* **Task goal**: Below are records. Find each line in them that holds the word "correction" and copy it.
Data under study START
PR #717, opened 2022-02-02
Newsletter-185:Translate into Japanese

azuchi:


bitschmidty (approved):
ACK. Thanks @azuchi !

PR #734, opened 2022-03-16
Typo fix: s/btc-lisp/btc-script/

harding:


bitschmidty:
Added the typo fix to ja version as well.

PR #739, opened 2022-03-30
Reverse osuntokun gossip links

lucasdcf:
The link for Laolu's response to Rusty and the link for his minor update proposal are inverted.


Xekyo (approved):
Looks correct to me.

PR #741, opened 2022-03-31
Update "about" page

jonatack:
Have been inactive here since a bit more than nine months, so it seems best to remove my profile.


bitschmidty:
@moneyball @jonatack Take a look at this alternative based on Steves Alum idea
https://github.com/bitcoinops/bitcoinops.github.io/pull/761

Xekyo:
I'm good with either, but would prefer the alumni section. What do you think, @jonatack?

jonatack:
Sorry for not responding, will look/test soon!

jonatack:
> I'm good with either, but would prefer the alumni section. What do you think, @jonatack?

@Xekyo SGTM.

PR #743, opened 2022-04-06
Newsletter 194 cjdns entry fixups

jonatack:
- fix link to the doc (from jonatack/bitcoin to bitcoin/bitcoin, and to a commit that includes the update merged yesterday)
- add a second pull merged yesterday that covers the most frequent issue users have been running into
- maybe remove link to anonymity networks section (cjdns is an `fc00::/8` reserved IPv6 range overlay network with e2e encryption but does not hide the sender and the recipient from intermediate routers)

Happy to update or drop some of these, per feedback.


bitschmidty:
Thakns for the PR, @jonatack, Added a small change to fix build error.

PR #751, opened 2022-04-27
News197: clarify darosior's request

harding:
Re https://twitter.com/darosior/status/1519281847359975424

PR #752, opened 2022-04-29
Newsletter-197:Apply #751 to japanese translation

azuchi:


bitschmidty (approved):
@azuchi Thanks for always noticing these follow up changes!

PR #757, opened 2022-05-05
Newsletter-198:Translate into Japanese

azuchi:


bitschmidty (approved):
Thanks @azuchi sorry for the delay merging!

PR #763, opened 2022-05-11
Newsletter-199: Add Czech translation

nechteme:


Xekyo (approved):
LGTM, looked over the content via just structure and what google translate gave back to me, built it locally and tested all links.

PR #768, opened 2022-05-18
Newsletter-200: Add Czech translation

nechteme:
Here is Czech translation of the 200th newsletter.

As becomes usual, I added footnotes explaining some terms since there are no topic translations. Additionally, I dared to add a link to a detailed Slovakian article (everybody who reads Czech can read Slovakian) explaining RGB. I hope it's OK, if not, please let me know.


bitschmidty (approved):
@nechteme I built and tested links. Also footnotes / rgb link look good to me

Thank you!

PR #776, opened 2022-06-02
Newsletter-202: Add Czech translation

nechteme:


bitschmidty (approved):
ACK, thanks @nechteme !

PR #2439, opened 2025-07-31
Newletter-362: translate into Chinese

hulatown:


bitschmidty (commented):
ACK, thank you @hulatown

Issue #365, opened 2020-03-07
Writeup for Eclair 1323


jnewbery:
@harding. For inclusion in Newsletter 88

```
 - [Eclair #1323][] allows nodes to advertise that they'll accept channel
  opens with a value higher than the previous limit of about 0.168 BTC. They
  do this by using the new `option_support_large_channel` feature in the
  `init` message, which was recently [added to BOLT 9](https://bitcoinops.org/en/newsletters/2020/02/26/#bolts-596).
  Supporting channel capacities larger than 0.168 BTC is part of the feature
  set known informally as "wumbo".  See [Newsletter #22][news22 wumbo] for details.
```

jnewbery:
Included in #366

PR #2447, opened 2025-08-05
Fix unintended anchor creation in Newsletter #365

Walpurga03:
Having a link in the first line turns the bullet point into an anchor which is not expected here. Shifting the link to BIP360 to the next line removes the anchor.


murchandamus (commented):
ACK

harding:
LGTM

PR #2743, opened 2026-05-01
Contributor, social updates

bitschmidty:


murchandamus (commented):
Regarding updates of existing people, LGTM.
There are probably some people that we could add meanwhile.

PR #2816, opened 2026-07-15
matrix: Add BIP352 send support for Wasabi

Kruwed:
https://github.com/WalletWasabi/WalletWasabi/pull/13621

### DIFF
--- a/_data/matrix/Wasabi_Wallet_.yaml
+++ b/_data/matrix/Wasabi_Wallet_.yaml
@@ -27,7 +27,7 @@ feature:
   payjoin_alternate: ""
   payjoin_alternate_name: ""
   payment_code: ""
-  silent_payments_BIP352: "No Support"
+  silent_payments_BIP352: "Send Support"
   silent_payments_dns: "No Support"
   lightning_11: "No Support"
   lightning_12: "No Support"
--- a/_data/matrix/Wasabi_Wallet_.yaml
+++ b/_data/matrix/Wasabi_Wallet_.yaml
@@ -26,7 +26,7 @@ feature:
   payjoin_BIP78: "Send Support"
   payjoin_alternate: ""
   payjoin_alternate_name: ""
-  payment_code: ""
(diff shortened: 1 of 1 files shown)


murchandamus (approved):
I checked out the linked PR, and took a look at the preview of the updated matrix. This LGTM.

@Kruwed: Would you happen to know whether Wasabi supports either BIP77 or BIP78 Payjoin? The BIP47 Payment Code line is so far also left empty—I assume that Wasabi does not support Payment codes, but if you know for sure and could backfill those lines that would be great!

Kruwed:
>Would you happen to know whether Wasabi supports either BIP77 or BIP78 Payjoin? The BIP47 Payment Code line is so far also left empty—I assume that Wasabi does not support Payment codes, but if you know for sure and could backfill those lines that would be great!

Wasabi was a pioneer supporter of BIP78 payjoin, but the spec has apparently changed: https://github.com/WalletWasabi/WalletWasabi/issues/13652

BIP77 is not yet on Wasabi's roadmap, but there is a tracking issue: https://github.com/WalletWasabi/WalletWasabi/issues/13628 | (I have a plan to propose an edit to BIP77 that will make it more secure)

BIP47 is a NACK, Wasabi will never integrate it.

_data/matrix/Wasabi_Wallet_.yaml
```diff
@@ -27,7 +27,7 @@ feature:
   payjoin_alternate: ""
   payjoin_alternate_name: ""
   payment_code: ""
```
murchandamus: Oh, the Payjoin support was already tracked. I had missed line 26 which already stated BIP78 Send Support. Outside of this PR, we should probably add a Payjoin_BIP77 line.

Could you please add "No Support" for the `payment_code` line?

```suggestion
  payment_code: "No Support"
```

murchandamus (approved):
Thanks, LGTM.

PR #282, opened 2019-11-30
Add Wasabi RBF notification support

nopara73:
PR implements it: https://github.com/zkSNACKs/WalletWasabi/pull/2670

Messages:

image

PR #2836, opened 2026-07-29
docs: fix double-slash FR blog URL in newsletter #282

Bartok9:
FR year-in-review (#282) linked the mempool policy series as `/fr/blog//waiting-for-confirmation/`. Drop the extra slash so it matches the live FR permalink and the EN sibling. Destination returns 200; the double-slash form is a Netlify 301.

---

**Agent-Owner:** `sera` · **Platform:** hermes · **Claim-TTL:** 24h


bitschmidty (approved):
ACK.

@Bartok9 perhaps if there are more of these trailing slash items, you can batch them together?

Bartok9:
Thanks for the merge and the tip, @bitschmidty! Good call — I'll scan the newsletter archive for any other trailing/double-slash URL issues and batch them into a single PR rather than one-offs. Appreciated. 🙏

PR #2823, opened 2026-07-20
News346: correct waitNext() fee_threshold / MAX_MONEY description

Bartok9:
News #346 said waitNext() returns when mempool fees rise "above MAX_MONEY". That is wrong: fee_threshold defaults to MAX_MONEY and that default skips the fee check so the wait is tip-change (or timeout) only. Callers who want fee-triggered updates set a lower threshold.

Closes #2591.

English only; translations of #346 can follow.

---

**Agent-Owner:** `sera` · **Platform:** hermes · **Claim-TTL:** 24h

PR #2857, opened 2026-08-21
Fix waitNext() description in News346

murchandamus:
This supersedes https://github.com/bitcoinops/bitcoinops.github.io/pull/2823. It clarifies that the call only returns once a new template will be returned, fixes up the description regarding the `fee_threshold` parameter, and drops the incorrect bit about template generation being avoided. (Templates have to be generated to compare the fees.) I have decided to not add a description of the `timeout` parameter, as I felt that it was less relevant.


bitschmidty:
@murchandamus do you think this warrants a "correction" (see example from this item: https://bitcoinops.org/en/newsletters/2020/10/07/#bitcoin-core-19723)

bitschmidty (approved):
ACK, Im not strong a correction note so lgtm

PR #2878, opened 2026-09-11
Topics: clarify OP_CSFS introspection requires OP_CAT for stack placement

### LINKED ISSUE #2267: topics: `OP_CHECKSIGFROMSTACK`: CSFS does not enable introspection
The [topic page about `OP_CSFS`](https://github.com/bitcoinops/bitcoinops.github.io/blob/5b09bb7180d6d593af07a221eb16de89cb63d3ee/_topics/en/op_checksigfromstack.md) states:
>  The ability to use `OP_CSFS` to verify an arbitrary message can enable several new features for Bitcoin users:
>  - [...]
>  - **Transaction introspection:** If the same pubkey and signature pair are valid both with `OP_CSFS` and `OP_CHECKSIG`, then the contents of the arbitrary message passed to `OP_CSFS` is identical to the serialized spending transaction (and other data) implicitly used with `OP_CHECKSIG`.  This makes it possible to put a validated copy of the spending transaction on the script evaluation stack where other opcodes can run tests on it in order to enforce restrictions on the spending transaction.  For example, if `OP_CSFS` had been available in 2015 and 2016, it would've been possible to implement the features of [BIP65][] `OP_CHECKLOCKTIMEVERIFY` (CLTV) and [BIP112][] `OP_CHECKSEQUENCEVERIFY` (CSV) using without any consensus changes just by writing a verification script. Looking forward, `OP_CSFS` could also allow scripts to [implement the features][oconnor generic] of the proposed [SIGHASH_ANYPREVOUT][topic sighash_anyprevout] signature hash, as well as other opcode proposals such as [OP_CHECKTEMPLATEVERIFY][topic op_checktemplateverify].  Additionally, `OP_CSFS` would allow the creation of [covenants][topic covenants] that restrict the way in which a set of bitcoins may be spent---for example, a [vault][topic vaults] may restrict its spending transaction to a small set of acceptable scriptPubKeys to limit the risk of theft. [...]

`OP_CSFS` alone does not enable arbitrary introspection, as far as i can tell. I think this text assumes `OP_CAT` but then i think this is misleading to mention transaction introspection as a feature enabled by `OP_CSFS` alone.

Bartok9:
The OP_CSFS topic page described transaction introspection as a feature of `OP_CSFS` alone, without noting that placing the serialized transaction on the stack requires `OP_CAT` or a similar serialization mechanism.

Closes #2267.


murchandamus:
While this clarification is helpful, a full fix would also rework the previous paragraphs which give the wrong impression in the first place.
Data under study END
* **Response to the task**:
@murchandamus do you think this warrants a "correction" (see example from this item: https://bitcoinops.org/en/newsletters/2020/10/07/#bitcoin-core-19723)
ACK, Im not strong a correction note so lgtm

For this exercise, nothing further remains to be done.